When a political author hosts a book signing and speech, they shout him down, hound him from the stage and attempt to physically assault him.
Crowds of them gather, hurl eggs and shout obscenities at supporters of the other party’s candidates.
They deliver death threats to members of Congress and their families so serious that they are arrested by the FBI.
We all know who is being discussed here. The Democrats and the progressive liberal movement. From these and other examples we should readily be able to draw the general conclusion that liberal Democrats are violent people who wish to suppress the free speech of others and will stop at nothing to make sure they shut down their opponents, right?
If that sounds like an absurd leap off of the data wagon to you, you’re right. Taking tens of millions of engaged voters with a common set of goals and painting them with one brush based on the idiotic actions of a few bad actors is rather pathetic. And yet I’m hard pressed to click on the pages of any political blogs or news sites and not see the exact same type of generalizations being made about tea party activists and conservatives who gather to oppose Obamacare and support conservative candidates for office. (You know who you are.) Doesn’t this blind, one-sided distortion of reality give you a crick in your neck?

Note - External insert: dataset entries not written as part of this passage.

PR #1418, opened 2021-11-11
Correct handin between git submission and file upload

ashleyzhang:
## Description
Submits file upload when there's a file, and removes file upload when switching to git submission tab.

## Types of changes

## Checklist:


fanpu (approved):
Works beautifully, tested with the following workflows:

- If student selects something for Git Submission but then decides to submit via File Upload, what was chosen for File Upload should be uploaded
- If student selects something for file upload but then decides to submit via Git Submission, what was chosen for Git Submission should be uploaded

PR #1421, opened 2021-11-13
Bug fixes and enhancements for github oauth2

fanpu:
## Description
Fixes the following bugs:

1. Proper error handling if user cancels OAuth flow

Adds the following enhancements:
1. Checks repository size before cloning it 

*NOTE*: please rollback db/migrate/20210929220050_create_github_integrations.rb (perform `rails db rollback` until the specific migration is rolled back, or do `rails db:rollback STEP=2`  if  there are 2 migrations to rollback), since I updated it to enforce uniqueness of user ID on github integrations as an additional layer of data consistency checks

## How Has This Been Tested?
1. If user submits a large repo, the repo will not be cloned and instead user will get a message that repo size is too large
2. If user cancels OAuth flow, user gets redirected to homepage instead of causing an internal server error

## Types of changes

## Checklist:

### DIFF
--- a/app/controllers/assessment/handin.rb
+++ b/app/controllers/assessment/handin.rb
@@ -35,7 +35,7 @@ module AssessmentHandin
       github_integration = current_user.github_integration
 
       begin
-        @tarfile_path = github_integration.clone_repo(params[:repo])
+        @tarfile_path = github_integration.clone_repo(params[:repo], @assessment.max_size * (2 ** 20))
       rescue StandardError => msg
         flash[:error] = msg
         redirect_to(action: :show)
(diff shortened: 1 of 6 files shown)


cg2v:
GithubIntegration.clone_repo does not clean up its temporary files.

It might be easier to use [git archive](https://git-scm.com/docs/git-archive) instead of doing separate clone and tar tasks.

cg2v:
AssessmentHandin:handin appears to accept github handins even if github submission is not enabled for the assessment. I can't tell for sure that this is not handled at a higher layer, but it's not good enough for the form to not offer github. The handin handler has to reject it too if not allowed..

cg2v:
AssessmentHandin:handin needs to sanitize `params[:repo]`, as it is passed to `system`. In particular, it should not contain control characters, spaces or ;, but ideally, you should check it for alphanumeric, plus . - _ and /

ashleyzhang (approved):

fanpu:
@cg2v Thanks for your comments, we will resolve them on the main branch (`oauth2-gh`)!

PR #1430, opened 2021-11-20
Encrypt Github token, add some docs for gh integration setup, using .env for sourcing application secrets

fanpu:
## Description

This PR adds several changes:

1. Encryption of Github tokens, so that in the event that database is compromised the tokens are safe since only the ciphertext is stored. 
2. Using `dotenv` Gem for storing/tracking secrets. This is because we now have both Github, Lockbox, and Devise secrets, and it seems silly to have to force users to modify configs in 3 different places manually. This results in the following changes:
   -  `./bin/initialize_secrets.sh` script for generating application secrets
   - Deprecation of `devise.rb.template`. We will just use `devise.rb` now, because there are no longer secrets stored in the file, since we are now sourcing the devise secret using environment variables
3. Update docs to reflect the changes above, and to also add instructions on how to update their Github application secrets

## Motivation and Context
Provide additional security for users, better secrets management

## How Has This Been Tested?

This change requires database rollback, as I modified the github_integration migration:

`rails db:rollback STEP=2`

`rails db:migrate`

1. Connect account to Github
2. In Rails console, do the following:
  - Verify that `GithubIntegration.last.access_token` gives usable token, check this by cloning any private repo you own using the access token
  - Verify that `GithubIntegration.last.access_token_ciphertext` gives much longer ciphertext, and check that it is not a valid token by doing the same as above
  - Check that only the ciphertext is stored in database. For the case of SQLite, you can do the following:
    - Run `sqlite3`
```
sqlite> .open db/autolab_development # replace with your database name
sqlite> select * from github_integrations;
1||5dBiqSWoFJiXGRtewGRpiOmMPcMUokqri0ey8xv452DuYvjiCpZLPB60/F2SsoVmGW3k6tIbSKJZP+L3nlimvwMHOQg=|54|2021-11-20 18:23:11.654143|2021-11-20 19:52:00.524538
```
From above we see that only the ciphertext is stored, since it's clearly a base64 encoded string and not a token.

## Types of changes

## Checklist:


xinyis991105 (approved):
LGTM!
Followed the testing steps:
1. Access token retrieved through rails is plaintext and can be used to access repo
2. Only the cipher text is stored in the database

PR #1436, opened 2021-12-02
Fixed bugs discovered in internal testing

michellexliu:
## Description
1. Previously dropped students can now be undropped if they are added back to the course via another roster upload
2. Fixed unintelligible error message “wrong number of arguments (given 2, expected 0..1)” that appears when new student gets created (incl. blank emails)

## How Has This Been Tested?
See internal testing spreadsheet

## Types of changes
- [x ] Breaking change (fix or feature that would cause existing functionality to change)

## Checklist:

### DIFF
--- a/app/controllers/courses_controller.rb
+++ b/app/controllers/courses_controller.rb
@@ -572,6 +572,7 @@ private
                                                   grade_policy: new_cud[:grade_policy],
                                                   lecture: new_cud[:lecture])
         existing.assign_attributes(params.permit(:lecture, :section, :grade_policy))
+        existing.dropped = false
         existing.save(validate: false) # Save without validations.
       end
       rowNum += 1
--- a/app/models/user.rb
+++ b/app/models/user.rb
@@ -141,8 +141,8 @@ class User < ApplicationRecord
     user.password_confirmation = temp_pass
     user.skip_confirmation!
 
-    # Rails.logger.debug("user email: ", user.email)
-    # Rails.logger.debug("user pswd: ", user.password)
+    Rails.logger.debug("user email: #{user.email}")
+    Rails.logger.debug("user pswd: #{user.password}")
 
     user.save!
     user
--- a/app/models/user.rb
+++ b/app/models/user.rb
@@ -141,8 +141,8 @@ class User < ApplicationRecord
     user.password_confirmation = temp_pass
     user.skip_confirmation!
 
-    Rails.logger.debug("user email: ", user.email)
-    Rails.logger.debug("user pswd: ", user.password)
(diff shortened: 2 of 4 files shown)


app/models/user.rb
```diff
@@ -141,8 +141,8 @@ def self.roster_create(email, first_name, last_name, school, major, year)
     user.password_confirmation = temp_pass
     user.skip_confirmation!
 
-    Rails.logger.debug("user email: ", user.email)
-    Rails.logger.debug("user pswd: ", user.password)
+    # Rails.logger.debug("user email: ", user.email)
```
victorhuangwq, line 144: This was there before I edited it. Could you see if there's a way to log this without throwing the error?

app/controllers/courses_controller.rb
```diff
@@ -572,6 +572,7 @@ def write_cuds(cuds)
                                                   grade_policy: new_cud[:grade_policy],
                                                   lecture: new_cud[:lecture])
         existing.assign_attributes(params.permit(:lecture, :section, :grade_policy))
+        existing.dropped = false
```
victorhuangwq, line 575: Could you quickly explain what is happening by setting dropped = false? I assume this is for when dropped students are added back, they should become "undropped"

db/migrate/20210929220050_create_github_integrations.rb
```diff
@@ -3,7 +3,7 @@ def change
     create_table :github_integrations do |t|
       t.string :oauth_state
       t.text :access_token_ciphertext
-      t.references :user, foreign_key: true, index: { unique: true }
+      t.references :user, foreign_key: true, type: :integer, index: { unique: true }
```
victorhuangwq, line 6: @fanpu this is the fix for the github integration issue btw

db/schema.rb
```diff
@@ -12,7 +12,7 @@
 
 ActiveRecord::Schema.define(version: 2021_10_23_185328) do
```
victorhuangwq, line 14: @michellexliu I think you should un-checkin this commit, because you are currently using MySQL and it added more options

victorhuangwq (changes requested):
Hi Michelle thanks for fixing the error so quickly. I have left my comments on each file, and once they are addressed, we should be good to go.

app/controllers/courses_controller.rb
michellexliu: Yep, that's correct! When we parse a "red" student, existing.dropped gets set to true, but previously we never set it back to false when the student gets added back in.

victorhuangwq (approved):
LGTM

PR #1441, opened 2021-12-17
[BUGFIX] fixed race condition bug for embedded quiz handin

ugogon:
If two students submit at the same time it may happen that the out.txt gets written by two requests at the same time resulting in invalid submissions. This fixes that by creating a tempfile so very submission gets its own file.

## How Has This Been Tested?
I submitted an embedded form.

## Types of changes

## Checklist:


fanpu (approved):
Thank you Ugo, this is a great catch. We hardly use embedded forms in CMU so we've never encountered the issue, so thanks for raising the issue and providing a fix!

PR #1442, opened 2021-12-17
[BUGFIX] fixed visibility of autograder output

ugogon:
Student can see their autograding output also in the case that the score is not directly release. This Commit fixes that

## How Has This Been Tested?
I viewed the submission and now you can not see the Autograder Output until the scores are released.

## Types of changes

## Checklist:

### DIFF
--- a/app/controllers/submissions_controller.rb
+++ b/app/controllers/submissions_controller.rb
@@ -303,14 +303,14 @@ class SubmissionsController < ApplicationController
 
     # Adds autograded file as first option if it exist
     # We are mapping Autograder to header_position -1
-    unless @submission.autograde_file.nil?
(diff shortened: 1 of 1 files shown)


xinyis991105:
Hi Ugo! It looks like you're fixing it by hiding autograded feedback when an assessment's grading deadline isn't past yet. Some instructors do want their students to see the feedback before the deadline so they can perfect their submissions. I believe based on your description of the PR, the problem should instead be the following? When the autograder is configured not to release scores upon completion, students are still able to see their scores, even before the deadlines. May I confirm whether this is the issue you are facing?

ugogon:
yes, that is exactly the problem. I get the problem with my fix. I will propose another solution.

PR #3, opened 2021-03-22
cokpituous adjustments

martinpitt:
After that we ought to be able to make a first upstream release, and then request the distro packaging.


martinpitt:
@KKoukiou was faster in #2.

PR #11, opened 2021-03-24
Generate and download pre-built dist tarballs

martinpitt:
Copy and adjust the dist tarball workflows from cockpit. These tarballs
are required for packit (as its sandcastle containers are too small to
run webpack), and convenient for livetest and PR testing.

Also copy, simplify, and adjust cockpit's make_dist.py as
test/download-dist, and provide a `make download-dist` shortcut for it.

-----

I tested this on my fork: The [actions ran fine](https://github.com/martinpitt/cockpit-machines/actions), created a [dist repo](https://github.com/martinpitt/cockpit-machines-dist), and I can do this:
```
git clean -ffdx
GITHUB_BASE=martinpitt/cockpit-machines make download-dist
TEST_OS=fedora-34 make vm
```
This will download/unpack the pre-built dist tarball and use it for VM construction without `npm install` and webpack.

### DIFF
--- a/.github/workflows/build-dist.yml
+++ b/.github/workflows/build-dist.yml
@@ -1,0 +1,36 @@
+name: build-dist
+on:
+  pull_request:
+  push:
+    branches: [main]
+
+jobs:
+  build:
+    runs-on: ubuntu-latest
+    timeout-minutes: 20
+    steps:
+      - name: Clone repository
+        uses: actions/checkout@v2
+        with:
+          # need this to also fetch tags
+          fetch-depth: 0
+          # avoid checking out the default pull/NNN/head ref, as that gives
+          # mismatching SHAs in generated tarballs
+          ref: "${{ github.event.pull_request.head.sha || github.sha }}"
+
+      - name: Set up dependencies
+        run: |
+          sudo apt update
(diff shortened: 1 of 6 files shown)


martinpitt:
I set up a -dist repo: https://github.com/cockpit-project/cockpit-machines-dist

After this lands and the first commit lands, I need to rename the branch to `main`. Apparently creating a new repo on GitHub still defaults to master, and you can't set a default branch before the first commit.

martinpitt:
I'm still not completely happy about this -- `make download-dist` feels both right and wrong. Perhaps we want `make` to always try and download a tarball if available, then CI and local testing would automatically use it. But then again locally we would always get production dist/ instead of a development one. This is all still very experimental, maybe for now I'll just change test/run to do `make download-dist || true` ?

KKoukiou:
@martinpitt So I am actually happy with this as is. One question. Do we want to extract also node_modules as we do in the make_dist script in cockpit?

KKoukiou (approved):

martinpitt:
> Do we want to extract also node_modules

I think eventually we want to ship a few of them like we do in cockpit, to easily run tests. Right now the tarball doesn't contain any.

PR #12, opened 2021-03-24
build: Opportunistically try to download pre-built tarballs

martinpitt:
Eliminate the separate `make download-dist` rule again, and make the
main tarball build rule try download-dist first. If that fails, fall
back to building it locally.

This will make CI and local testing do the right thing: Building
tarballs happens with `NODE_ENV=production` anyway, building will run
`npm install` and thus also download from the internet, and for local
development one usually invokes `make` or `make watch`, not the tarball
build rule.

Drop the static `$(WEBPACK_TEST)` dependency, as in the case of
downloading the tarball, the rule will *produce* that file instead of
requiring it. In the build fallback case, programmatically build it with
another `make` invocation, as a dynamic dependency.

### DIFF
--- a/Makefile
+++ b/Makefile
@@ -99,24 +99,24 @@ devel-install: $(WEBPACK_TEST)
 dist-gzip: $(TARFILE)
 	@ls -1 $(TARFILE)
 
-# ensure that LIB_TEST and spec are older than the unpacked tarball
-download-dist: $(LIB_TEST) cockpit-machines.spec
-	test/download-dist
-	@ls -1 $(TARFILE)
-
+# when downloading a tarball, ensure that LIB_TEST and spec are older than the unpacked tarball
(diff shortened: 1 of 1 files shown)


martinpitt:
`git clean -ffdx; TEST_OS=fedora-34 make srpm` in my branch before sending the PR: builds locally.  Same command after a few minutes when this PR is done with the build/publish workflows downloads a tarball and is done in seconds. :+1:

martinpitt:
Bah, it's really hard to get over this [lifecycle flake](https://logs.cockpit-project.org/logs/pull-12-20210324-134513-f129647b-debian-stable/log.html#25-2) :sob:

KKoukiou (approved):

martinpitt:
That test fails in #5 as well, and I really don't see how I could have broken it here. Let's debug this asap.

PR #13, opened 2021-03-24
packit: Enable for Fedora 33

martinpitt:
Now that we have pre-built dist tarballs, use them for packit. Start
with Fedora 33, other releases will be enabled step by step.


martinpitt:
Hmm, perhaps packit.yaml needs to be on origin before this works? I'll re-submit that as origin branch.

PR #16, opened 2021-03-25
tests: Invoke run-tests with correct main branch

martinpitt:
Otherwise it complains about

    fatal: ambiguous argument 'origin/master': unknown revision or path not in the working tree.
    Use '--' to separate paths from revisions, like this:
    'git <command> [<revision>...] -- [<file>...]'
    fatal: bad revision 'origin/master'

which also breaks the "retry affected tests" logic.

### DIFF
--- a/Makefile
+++ b/Makefile
@@ -168,7 +168,7 @@ codecheck:
 
 # run the browser integration tests; skip check for SELinux denials
 check: $(NODE_MODULES_TEST) $(VM_IMAGE) test/common
-	test/common/run-tests
+	test/common/run-tests --base main
 
 # checkout Cockpit's bots for standard test VM images and API to launch them
 # must be from master, as only that has current and existing images; but testvm.py API is stable


marusak (commented):
Why is this needed? CI should correctly set up `BASE_BRANCH`.

marusak:
Is this when you run it locally? I wonder if bots would ever pass different BASE_BRANCH than `main`.

martinpitt:
@marusak: Maybe, but `make check` doesn't, see description. But maybe a better fix would be to teach run-tests to auto-detect main vs. master?

martinpitt:
I think adding this to run-tests could work:

    git branch --list --format='%(refname:short)' main master

It shows "master" for bots, cockpit etc,. and "main" for cockpit-machines.

marusak:
so right now BASE_BRANCH will always be `main`. But if we ever make stable branch here, then this would not behave as expected.

> But maybe a better fix would be to teach run-tests to auto-detect main vs. master?

It is about against what branch the PR is opened, not just main vs master.

martinpitt:
Good point -- how do we fix this then? Shall we teach run-tests to simply not do the "affected tests" stuff if `$BASE_BRANCH` is not set?

marusak:
So if this PR is just about local runs, then I think we can check if BASE_BRANCH is defined and if not then for `make check` just define it to `main`.

martinpitt:
Matej and I quickly discussed that on IRC, let's rather fix this in run-tests.

martinpitt:
I sent https://github.com/cockpit-project/cockpit/pull/15589 to fix that in a better way IMHO.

When 25,000 people gather together on the National Mall, you’re going to attract a couple of nuts. But when bloggers and cable news media types ignore 24,995 of them and focus exclusively on the handful who showed up holding a sign with a picture of a gun on it – as if that was the homogeneous tone of the entire event – you identify yourself as having the exact same level of credibility as the silly example I cited above.
When millions marched in protest of the Iraq war some years ago, did these same sources focus only on the handful of people who got arrested for throwing bricks or spilling symbolic blood in a military recruiting station? No. They did not. Large crowds attract elements of the fringe. It’s a rule of life.
Get a grip. There are a lot of people who are once again generally upset with the direction and actions of the government. They’re taking to the streets and making themselves heard. Stop with the generalizations. The only people being made to look foolish are the authors.